With Al₂O₃As carrier, Pt loading 0.5%, Sn loading 0.6%, CeO₂The load of the middle Ce element is 2.4 percent and the TiO is₂The amount of Ti supported was 0.6% (Ce/Ti molar ratio: 0.6/0.4), and 13.8mg of H was added₂PtCl₆·6H₂O，11.9mg SnCl₂·2H₂O，78.9mg Ce(NO₃)₃·6H₂O and 34.5mg C₁₂H₂₈O₄Ti was dissolved in 1mL of anhydrous ethanol, and the resulting solution was mixed with 1.0g of Al₂O₃Mixing the powder, standing for 8h at room temperature, drying for 4h in a 110 ℃ blast oven, roasting for 4h at 550 ℃ in a muffle furnace, naturally cooling to room temperature, tabletting, granulating, and sieving with a 40-60-mesh sieve to obtain the catalyst, wherein the mark is 0.5% of Pt, 0.6% of Sn, 2.4% of Ce, 0.6% of Ti/Al₂O₃。

Example 10

With Al₂O₃As carrier, Pt loading 0.5%, Sn loading 0.6%, CeO₂The loading amount of the medium Ce element is 2.7 percent, and ZrO is₂The loading amount of the medium Zr element is 2 percent, and MnO is₂The supported amount of the medium Mn element was 0.3% (Ce/Zr/Mn molar ratio: 0.42/0.46/0.12), and 14.1mg of H was added₂PtCl₆·6H₂O、12.1mg SnCl₂·2H₂O、89.1mg Ce(NO₃)₃·6H₂O、100.5mg Zr(NO₃)₄·5H₂O and 14.6mg Mn (NO)₃)₂·4H₂O was dissolved in 1mL of anhydrous ethanol, and the resulting solution was mixed with 1.0g of Al₂O₃Mixing the powder, standing for 6h at room temperature, drying for 4h in a blast oven at 80 ℃, roasting for 4h at 550 ℃ in a muffle furnace, naturally cooling to room temperature, tabletting, granulating, and sieving with a 40-60-mesh sieve to obtain the catalyst, wherein the catalyst is recorded as 0.5% of Pt, 0.6% of Sn, 2.7% of Ce, 2% of Zr and 0.3% of Mn/Al₂O₃。
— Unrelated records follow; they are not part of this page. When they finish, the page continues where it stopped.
PR #2363, opened 2026-06-09
[JIT] Remove frontend disk cache

LeiWang1999:
## Summary

- Remove the frontend disk cache path that mapped Python JIT call forms directly to cached kernel entries.
- Ensure lazy JIT kernels are re-elaborated into `PrimFunc` before hitting the existing kernel cache, so closure-specialized shapes are keyed by the generated IR.

**This is a following pr of #2358 **
## Changes

- Deleted frontend cache key generation and load/store APIs from `tilelang.cache`.
- Removed frontend cache directory handling and `PrimFunc` sidecar persistence from `KernelCache`.
- Simplified JIT cache misses to compile through the normal `PrimFunc`-based cache path.
- Replaced frontend-cache tests with a closure-specialization regression covering `N=128` and `N=256` lazy kernels.

## Validation

- `pre-commit run --all-files`
- `python -m py_compile tilelang/jit/__init__.py tilelang/cache/__init__.py tilelang/cache/kernel_cache.py testing/python/cache/test_tilelang_kernel_cache_atomic_save.py`
- `python debug/reproduce_issue.py`
- `python -m pytest testing/python/cache/test_tilelang_kernel_cache_atomic_save.py -x`

## Release Notes

* **Tests**
  * Updated kernel cache test utilities and adjusted coverage.
  * Removed tests for serialized function loading; added test for specialization re-elaboration.

* **Refactor**
  * Removed frontend cache layer from kernel caching system.
  * Kernels now compile directly on cache miss without intermediate lookup.
  * Removed public cache APIs (`load_frontend_cached`, `store_frontend_cache`) to streamline architecture.

Issue #2172, opened 2026-05-08
[BUG] Int8 Matmul Wrong Answer (on 4090) + Compiler Internal Error (on certain shapes)


Triang-jyed-driung:
### Required prerequisites

- [x] I have read the documentation <https://tilelang.com>.
- [x] I have searched the [Issue Tracker](https://github.com/tile-ai/tilelang/issues) that this hasn't already been reported. (comment there if it has.)

### What version of TileLang are you using?

0.1.9

### System information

The catalysts prepared in comparative examples 1-2 and examples 1-10 are used for catalyzing the reaction of oxidizing propane by carbon dioxide and dehydrogenating the propane by hydrogen to prepare propylene and synthesis gas, and the specific test method is as follows:

putting 500mg of 40-60 mesh catalyst into a quartz tube of a fixed bed reactor, and introducing H into the reactor₂Mixed gas with Ar in a volume ratio of 1:9, and the flow rate is 50 mL/min^-1At 5 ℃ in min^-1The temperature rising rate is increased from room temperature to 500 ℃, and after the temperature is stable, the reduction is continued for 1 hour. Then the gas mixture is turned off, Ar is switched to 5 ℃ min^-1The temperature is raised to 600 ℃, after the temperature is stable, the reaction gas is switched to N₂As an internal standard gas, the reaction gas is CO₂、C₃H₈、H₂Mixed gas of (1: 1: 1) by volume ratio of CO₂、C₃H₈、H₂And N₂The flow rates of (A) are 16, 16 and 2 mL. min^-1The total flow rate of the reaction gas was 50 mL/min^-1And reacting under the condition that P is 0.1 MPa. The reactor effluent was analyzed on a gas chromatograph model PANNA a91 Plus, manufactured by chango instruments ltd. The main product of the reaction is CO₂、CO、CH₄、C₂H₆、C₂H₄、C₃H₈、C₃H₆、H₂. Using Ar as chromatographic column carrier gas, TCD for CO analysis₂、CO、H₂Content of (1), FID is CH analysis₄、C₂H₄、C₂H₆、C₃H₆、C₃H₈The content of (a). To make a quantitative comparison of the stability of the catalysts, the relative deactivation rate R (R ═ X) of the different catalysts was calculated₅-X₈₀)/X₅×100％，X₅And X₈₀Representing the propane conversion after 5min and 80min of reaction respectively), wherein a larger value of R indicates a faster deactivation of the catalyst, i.e. a less stable catalyst. The results are shown in Table 1.

TABLE 1

As can be seen from table 1, compared with comparative examples 1 and 2 of the conventional catalyst, the catalyst modified by metal oxide according to the present invention can significantly improve the conversion rate and stability of propane and carbon dioxide while maintaining high propylene selectivity for the reaction of producing propylene and synthesis gas by dehydrogenating propane oxide with hydrogen. More importantly, by introducing the metal oxide, the hydrogen production is significantly increased, and the yield of the synthesis gas is improved.